Begitupun dengan wanita yang menabrak Awan, ia segera menuju tempat yang ia tuju yaitu tempat kos putri yang berhadapan dengan kost Awan.

"Tara, buka! Gue di depan kamar kos elu nih. Gue ngga berani pulang takut di hajar bokap gue. Tara, buka!" Teriak Salma dari luar pintu kamar Tara.

Iya wanita yang di tabrak Awan tadi adalah Salma teman kerja Tara. Ia selalu pulang ke kost Tara saat mabuk berat karena takut di marahi kedua orang tuanya. Ini adalah hari minggu jadi tadi malam Salma menghabiskan waktu di club malam bersama temannya sampai mabuk.

Tara menghela napas panjang. Bukan ia tidak mendengar teriakan Salma. Tapi saat ini dia sedang doa pagi. Itu adalah rutinitas setiap hari yang di lakukan Tara.

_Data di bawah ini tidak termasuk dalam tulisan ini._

Issue #1654, opened 2019-11-30
exporting to requirements.txt always prepends -e to dependencies


finswimmer:
- [x] I am on the [latest](https://github.com/sdispater/poetry/releases/latest) Poetry version.
- [x] I have searched the [issues](https://github.com/sdispater/poetry/issues) of this repo and believe that this is not a duplicate.
- [x] If an exception occurs when executing a command, I executed it again in debug mode (`-vvv` option).

- **Poetry version**:  1.0.0b8

## Issue
As reported by @petergaultney in https://github.com/sdispater/poetry/pull/1630 `-e` get always prepended for folder dependencies regardless `develop = false` is set in `pyproject.toml` or not.

Further investigation has shown, that this setting isn't transported `poetry.lock`. Overall `develop = false` doesn't have any effect as expected for now.

NoahTheDuke:
This also fails for urls:
```
en-core-web-sm = {url = "https://github.com/explosion/spacy-models/releases/download/en_core_web_sm-2.2.0/en_core_web_sm-2.2.0.tar.gz"}
```
becomes
```
-e https://github.com/explosion/spacy-models/releases/download/en_core_web_sm-2.2.0/en_core_web_sm-2.2.0.tar.gz
```
instead of
```
https://github.com/explosion/spacy-models/releases/download/en_core_web_sm-2.2.0/en_core_web_sm-2.2.0.tar.gz \
    --hash=sha256:65cea113d7509d5ab515583bbcbc9a31b4157bebbb73133d4110d2945476eaa4
```

finswimmer:
Hello @NoahTheDuke ,

thanks a lot for reporting this! 

The correct use of `-e` for folder dependencies is now fixed by #1656 .

The fix for url dependencies need some more work. I already found out, what have to be done and I will provide another PR the next days.

fin swimmer

PR #1656, opened 2019-12-01
fix (#1654): exporting to requirements.txt always prepends -e to dependencies

finswimmer:
This PR fixes (at least partially) #1654.

It now respects the `develop` value set in `pyproject.toml` when exporting to `requirements.txt` and also installing in non-development mode works again.

# Pull Request Check List

### DIFF
--- a/poetry/packages/locker.py
+++ b/poetry/packages/locker.py
@@ -146,7 +146,6 @@ class Locker(object):
                 package.source_url = info["source"]["url"]
                 package.source_reference = info["source"]["reference"]
 
-
             packages.add_package(package)
 
         return packages
--- a/poetry/packages/locker.py
+++ b/poetry/packages/locker.py
@@ -143,6 +143,9 @@ class Locker(object):
                 package.source_url = info["source"]["url"]
                 package.source_reference = info["source"]["reference"]
 
+                if "develop" in info["source"]:
+                    package.develop = info["source"]["develop"]
+
             packages.add_package(package)
 
         return packages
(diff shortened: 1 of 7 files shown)


finswimmer:
I'm not fully satisfied with this PR now. But I already pushed it to get some feedback.

- We are still missing tests for `locker` and `install` command and I'm not sure how to include them.
- My path dependencies are still get install in development mode, regardless I have set `develop=false`. I will take a look at this in the next step.
- There are more places that looks suspicious to me, that the `develop` value is missed, e.g.

https://github.com/sdispater/poetry/blob/c1f9838b516a7af02b3efb867cddcdba4773d5a6/poetry/packages/package.py#L406-L415

finswimmer:
Hm, any hints for me to get the tests pass @sdispater , @stephsamson ? Why the pathes doesn't seem to be correct? Locally it works.

finswimmer:
Ok, tests seem to work now. Not sure why it works here. The paths definitely doesn't work local.

Time for feedback please :)

poetry/packages/locker.py
```diff
@@ -301,5 +304,7 @@ def _dump_package(self, package):  # type: (poetry.packages.Package) -> dict
             }
             if package.source_type:
                 data["source"]["type"] = package.source_type
+            if package.source_type == "directory":
+                data["source"]["develop"] = package.develop
```
sdispater: Is this the right place to put this? It's an attribute of the package rather than the source, so I think it's better to put it in the `[[package]]` section.

finswimmer: Good point! Changed it.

Di hadapan Bunda Maria dia melipat kedua tangan sambil berdoa meminta kekuatan kepada Tuhan agar segala urusannya di lancarkan setiap hari.

Salma yang sudah kehabisan tenaga akhirnya pasrah. Ia mendudukkan tubuhnya di atas lantai keramik warna putih dengan tubuh bersender di tembok. Dengan perlahan matanya terpejam karena efek alkohol yang ia minum.

Tara sudah selesai doa paginya. Ia bangkit dari duduknya lalu berjalan keluar.

"Kebiasaan lo ya Salma. Ujung-ujungnya gue yang lo jadikan alasan. Pamit nya nginep di kost gue tahunya semalaman suntuk di club malam." Keluh Tara saat melihat Salma.

Salma membuka mata perlahan, lalu ia tersenyum menatap Tara.

"Ayo, masuk!" Ajak Tara.

"Sahabat gue baik banget sih," ucap Salma dengan susah payah bangun dari duduknya.

"Sana tidur! Gue mau belajar nasi uduk di depan komplek dulu."

Tanpa menjawab Salma membaringkan tubuhnya di kasur busa berukuran 120x200 yang ada di depan tv.

"Hem, ini nih kalau merana karena cinta. Mau sampai kapan lo kayak gini Salma. Udah gue nasihati dari awal kalau Darren itu pria brengsek. Lo nya aja yang di buta kan karena cinta. Makanya gue ngga percaya cinta bullshiit lah cinta itu." Tara berjalan meninggalkan Salma sendiri di dalam kost ia ingin membeli sarapan favoritnya yaitu nasi uduk.

Tara mengambil sweater rajut berwarna pink yang menggantung di balik pintu untuk membalut tubuh rampingnya. Aktivitas Tara di pagi hari saat hari minggu biasanya berolah raga di lapangan dekat kost nya. Tapi karena Salma datang dengan kondisi mabuk dia tidak olah raga hari ini.

"Hai, neng Tara? Pesan seperti biasa Neng?" tanya Ibu Susi penjual nasi uduk.

Selain nasi uduk, Bu Susi juga menjual berbagai menu masakan lainnya. Snack ringan dan aneka bubur. Seperti bubur sumsum, bubur kacang ijo dan lain-lain.

"Iya bu, dua bungkus ya!" Pinta Tara.

"Tinggal satu bungkus Neng, ini yang satu pesanan Mas Awan yang kost nya bersebrangan sama Neng Tara." Jelas bu Susi.

"Oh, namanya Awan. Tara suka ketemu kalau pagi bu dia udah berpakaian rapi mau berangkat ke masjid."

"Iya udah ganteng sholeh lagi. Kalau ibu punya anak perempuan, udah ibu jodohkan sama dia neng," Bu Susi bercerita dengan heboh. Sambil membayangkan wajah Awan yang tampan.

"Bikin lagi aja bu, anak satu lagi cewek ntar di jodohin sama itu ustad," Tara tertawa setelah mengucapkan kata-kata itu.

Bu Susi dan Tara sudah kenal lama jadi mereka sudah biasa bercanda seperti itu. Tidak hanya dengan Bu Sui bahkan, suami dan anak bu Susi juga dekat dengan Tara.

" Sama neng aja, kan sama-sama jomblo."

" Assalamualaikum," ucap Awan yang baru sampai di tempat jualan Bu Susi.

"Waalaikumsalam," Tara, Bu Susi dan Pak Adi menjawab serempak salam dari Awan.

"Ngobrol apa nih, pak kok asyik bener saya lihatnya tadi dari jauh." Tanya Awan memulai obrolan.

"Ini neng Tara mau beli nasi uduk, tapi tinggal satu bungkus. Karena yang satu bungkus punya mas Awan." Jelas Bu Susi.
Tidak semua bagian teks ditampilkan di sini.